-- THE RECORDS follows --
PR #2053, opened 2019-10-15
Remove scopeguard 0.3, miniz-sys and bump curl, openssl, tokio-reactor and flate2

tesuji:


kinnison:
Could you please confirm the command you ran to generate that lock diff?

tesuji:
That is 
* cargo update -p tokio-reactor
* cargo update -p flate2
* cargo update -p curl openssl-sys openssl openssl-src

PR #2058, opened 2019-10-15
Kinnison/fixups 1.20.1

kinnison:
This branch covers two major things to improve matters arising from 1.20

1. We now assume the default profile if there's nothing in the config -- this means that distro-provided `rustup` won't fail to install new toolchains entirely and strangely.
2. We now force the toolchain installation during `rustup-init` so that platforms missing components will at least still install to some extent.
-- THE RECORDS concluded --
● WORK ORDER
Looking at the entries, state how many lines hold the string "tokio", with the number as the sole reply.

● SOLUTION TO THIS TASK
2